LOWER COSTS Where You Can
If you're going with a print, framing can be expensive. Keep costs down by only using designs that fit in standard-sized frames, that happen to be much cheaper than custom frames. You can even look for antique frames at storage and real estate sales and then work backward, completing the photo after you have the frame.
Or, one of the benefits of a wall-mounted shelf or other unorthodox adornment is having less body - that can frequently be a big cost benefits. There tend to be creative workarounds. The company Wellmade offers Gallery STiiCKs that can shape any poster on two sides for a fraction of what traditional framing costs - that's what I selected for my three designs above the bed.
There's also companies that print images onto canvas or wood - and this don't need a frame by any means. If you are a shutterbug and have some great pictures you'd like to hang, this might be your chance.
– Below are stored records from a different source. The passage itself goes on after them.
Issue #447, opened 2015-06-22
No show_port command


lokI8:
Unclear how to attain the running configuration of the switch through haas. Would like a command like "show_port" that returns the current interface mode, network identifier applied, and nics associated.

zenhack:
Quoting Jonathan Bell (2015-06-22 14:49:45)

>    Unclear how to attain the running configuration of the switch through
>    haas. Would like a command like "show_port" that returns the current
>    interface mode, network identifier applied, and nics associated.

This will be a lot easier once my refactoring work is done (and we'll 
probably want a show_switch) or something as well.

zenhack:
Re: show_switch, since these are polymorphic, I can think of a couple different ways of dealing with them:

1. Add a method to Switch that subclasses are required to implement, which formats the data accordingly.
2. Just show information that's common to all switches (name, type, list of ports)
3. Add a method to Switch that does (2), but let subclasses override it if they want to provide more information.

There's also a question of how much information should show_switch reveal. credentials should probably be off-limits, at least.

henn:
Merging this with #472. Comments there included:

Useful info I can think of in `GET /switch/<switch>` would be:
* The switch type
* Every port on the switch, the NIC+Node it is connected to, and the output of `show_nic`. This could be helpful in debugging connectivity problems.

Useful info for `GET /switch` would be a list of every switch HaaS knows about (optionally recursively showing info).

RE: polymorphism, I lean towards option 2 - a generic driver-agnostic version that shows stuff from the DB. Is there important driver-specific stuff?

zenhack:
I can't think of anything that the current drivers might want to  report; if nobody else can I'm happy with option (2) --- it's certainly the simplest. @gsilvis, @lokI8?

henn:
@gsilvis, @loki8: any thoughts on @zenhack's comment?

We are still needing to fish this data out of the DB.

henn:
It might also be beneficial to add port information to `show_node()` for debugging purposes.

It could then automatically be shown when one does a `show_network()` if #496 decides to include it verbatim.

naved001:
Fixed by #767 and #780

PR #780, opened 2017-05-19
Add port details to show_node

naved001:
Now the user can see what port and switch the node is connected to. It's a part of the `show_node` command. 

The [comment](https://github.com/CCI-MOC/hil/pull/767#issuecomment-298133016) and PR #767 that led to this.

### DIFF
--- a/docs/rest_api.md
+++ b/docs/rest_api.md
@@ -537,11 +537,31 @@ Response body:
 	 "metadata":{"EK":"pk"}
 	}
 
+
+Response body if run by an admin:
+
+    {"name": "node1",
+	 "project": "project1",
+         "nics": [{"label": "nic1",
+           "port": "gi1/0/1",
+           "switch": "dell-01",
+	 	   "macaddr": "01:23:45:67:89", 
+		   "networks": {"vlan/native": "pxe", "vlan/235": "storage"}},
+                  {"label": "nic2",
+                   "port": None,
+                   "switch": None,
+		   "macaddr": "12:34:56:78:90", 
+		   "networks":{"vlan/native": "public"}}],
+	 "metadata":{"EK":"pk"}
+	}
+
 Authorization requirements:
 
 * If the node is free, no special access is required.
 * Otherwise, access to the project to which `<node>` is assigned is
   required.
+* If a user is an admin, then information about the port and switch to which
+  the nic is connected to is also printed.
 
 ### Projects
 
--- a/docs/rest_api.md
+++ b/docs/rest_api.md
@@ -523,9 +523,11 @@ The object will have at least the following fields:
                 - "macaddr", the nic's mac address.
 		- "networks", a JSON object describing what networks are attached to the nic. The keys are channels and the values are the names of networks attached to those channels.
         - "port", the port to which the nic is connected to or null if the nic
-          is not connected to any port.
+          is not connected to any port. This field is only visibile if the
+          caller is an admin.
         - "switch", the switch that has the port to which the nic is connected
-          to or null if the nic is not connected to any port.
+          to or null if the nic is not connected to any port. Just like port,
+          this is only visible if the caller is an admin.
 	* "metadata", a dictionary of metadata objects
 
 Response body when run by a non-admin user:
--- a/docs/rest_api.md
+++ b/docs/rest_api.md
@@ -522,46 +522,73 @@ The object will have at least the following fields:
                 - "label", the nic's label.
                 - "macaddr", the nic's mac address.
 		- "networks", a JSON object describing what networks are attached to the nic. The keys are channels and the values are the names of networks attached to those channels.
+        - "port", the port to which the nic is connected to or null if the nic
+          is not connected to any port.
+        - "switch", the switch that has the port to which the nic is connected
+          to or null if the nic is not connected to any port.
 	* "metadata", a dictionary of metadata objects
 
-Response body:
+Response body when run by a non-admin user:
 
-    {"name": "node1",
-	 "project": "project1",
-         "nics": [{"label": "nic1", 
-	 	   "macaddr": "01:23:45:67:89", 
-		   "networks": {"vlan/native": "pxe", "vlan/235": "storage"}},
-                  {"label": "nic2", 
-		   "macaddr": "12:34:56:78:90", 
-		   "networks":{"vlan/native": "public"}}],
-	 "metadata":{"EK":"pk"}
-	}
+    {
+        "metadata": {
+            "EK": "pk"
+        },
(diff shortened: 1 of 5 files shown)


zenhack:
A concern: up until now non-admin users have been unable to view exact details of switch topology.

We've actually talked about exposing that as something that we may actively want to do (the MOC in general is emphatically positive on letting users understand the platform they're running on), but I still feel we should be deliberate about what we expose and how.

What was the specific motivation for this patch?

naved001:
> What was the specific motivation for this patch?

The folllowing comment by @henn on #767 
> Regarding NIC-centric, we could either have a {list/show}_nic, or include it in the output of show_node. Either way works for me. Let's keep that as a separate PR, though, to keep the PR size down.

And also, because there's no straightforward way to see what port a node is  connected to. An admin would have to go into the database and look at the tables to figure this out. Although, we now have `show_port`,  we would still have to iterate over all the ports and see if our node is connected to one of the ports. 

 > A concern: up until now non-admin users have been unable to view exact details of switch topology

Maybe, we can hide away details based on who's running the command? Or have a separate admin command `list_nic` <node> that prints out all the nics of a node and the ports they are connected to?

What we ultimately want is a CLI command to dump everything #757
cc: @henn

haas/cli.py
```diff
@@ -718,7 +718,7 @@ def show_node(node):
 
     q = check_clientlib_response(lambda: C.node.show(node))
     for item in q.items():
-        sys.stdout.write("%s\t  :  %s\n" % (item[0], item[1]))
+        print item
```
kylehogan: seems like most of  cli is using `sys.stdout.write` why switching only this one to `print`?

zenhack:
Only adding tgis info for admins sounds reasonable.

You need to update rest_api.md.

haas/cli.py
naved001: Not sure why I changed i. Anyway,  changed it back to `sys.stdout.write` for consistency.

naved001:
I don't know if there's a way to have optional key value pairs in a dictionary. So I first add everything and then get rid of port and switch information if the user is not an admin.

naved001:
With this and #767 we can close #447

docs/rest_api.md
```diff
@@ -537,11 +537,31 @@ Response body:
 	 "metadata":{"EK":"pk"}
 	}
 
+
+Response body if run by an admin:
```
zenhack: * I might make these examples more symmetric (maybe by adding "if run by a non-admin" to the other one).
* Mention the new fields in the description of the result, not just in an example.

docs/rest_api.md
```diff
@@ -537,11 +537,31 @@ Response body:
...
+	 "metadata":{"EK":"pk"}
+	}
+
 Authorization requirements:
 
 * If the node is free, no special access is required.
 * Otherwise, access to the project to which `<node>` is assigned is
   required.
+* If a user is an admin, then information about the port and switch to which
+  the nic is connected to is also printed.
```
zenhack: This is organizationally a bit odd; I'd put the extra fields in the description above, and just say "admin access to view port/switch info" or such.

naved001:
@zenhack done

docs/rest_api.md
```diff
@@ -533,7 +533,27 @@ Response body:
...
+	 "metadata":{"EK":"pk"}
+	}
+
+
+Response body when run by an admin:
+
+There are two additional fields, `port` and `switch`.
+
+    {"name": "node1",
+	 "project": "project1",
```
zenhack: Indentation is rather wonky. I could spend time picking it apart, but if you just pipe it through `python -m json.tool` it will output something reasonable. Same goes for the other one.

docs/rest_api.md
```diff
@@ -533,7 +533,27 @@ Response body:
...
+         "nics": [{"label": "nic1",
+           "port": "gi1/0/1",
+           "switch": "dell-01",
+	 	   "macaddr": "01:23:45:67:89", 
+		   "networks": {"vlan/native": "pxe", "vlan/235": "storage"}},
+                  {"label": "nic2",
+                   "port": None,
+                   "switch": None,
```
zenhack: So, this is python notation, it should be JSON. Most of it is similar, but `None` needs to be changed to `null`. Running it through `python -m json.tool` will also serve to validate it.

docs/rest_api.md
```diff
@@ -533,7 +533,27 @@ Response body:
...
 		   "macaddr": "12:34:56:78:90", 
-		   "networks":{"vlan/native": "public"}}],
+		   "networks":{}}],
+	 "metadata":{"EK":"pk"}
+	}
+
+
+Response body when run by an admin:
+
+There are two additional fields, `port` and `switch`.
```
zenhack: I'd meant for this to be up with the rest of the prose describing the response, maybe around here:

https://github.com/CCI-MOC/hil/pull/780/files#diff-0d56cc599e156c786c59f0d2bfafb9ddL523

naved001: yeah, makes more sense to be there. I totally overlooked that earlier.

docs/rest_api.md
naved001: that's a cool tool. thanks for letting me know!

naved001:
@zenhack made the changes you requested. feel free to let me know if there's something that still doesn't look good.

docs/rest_api.md
```diff
@@ -522,46 +522,73 @@ The object will have at least the following fields:
                 - "label", the nic's label.
                 - "macaddr", the nic's mac address.
 		- "networks", a JSON object describing what networks are attached to the nic. The keys are channels and the values are the names of networks attached to those channels.
+        - "port", the port to which the nic is connected to or null if the nic
+          is not connected to any port.
+        - "switch", the switch that has the port to which the nic is connected
+          to or null if the nic is not connected to any port.
```
zenhack: Need to have the bit about "if the caller is an admin..." in there somewhere.

Sorry to keep ping-ponging you...

naved001: > Need to have the bit about "if the caller is an admin..." in there somewhere.

It's in the [authorization requirements](https://github.com/CCI-MOC/hil/pull/780/files#diff-0d56cc599e156c786c59f0d2bfafb9ddR591) Should we have that in the description too?

> Sorry to keep ping-ponging you...

zenhack: Yeah, I think so -- otherwise someone might read this section and then wonder why the fields weren't showing up.

naved001: @zenhack cool. added that bit.

zenhack:
Looks good to me. Merging.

Shutterfly offers this service, for example, and you could often find half-off deals.
For my dining room (pictured above), which also offers high ceilings and mixes directly into the living room, I had formed two images made and opt for custom size for every single that fit the wall-space wonderfully. Because I'm a deal-hunter, the blended pair cost less than $100 - about the price tag on getting one large-ish poster custom framed.
Choosing the right art for a sizable space isn't easy - but it can be done if you take the time to essentially plan out what you need. Think through the scale, type, coloring, framing and cost of what you want. And get ideas from the internet and beyond - sites like Houzz can give you great ideas, as can home d?cor magazines, or even just shopping at home goods stores and viewing how they have their showrooms setup.
The key is visualizing what you need before you have it and then patiently working toward discovering the right artwork at the right cost for your space. Don't hurry things - Rome wasn't built-in a day, and your home won't be decorated per day. But when your property is fully decorated, it'll look fabulous!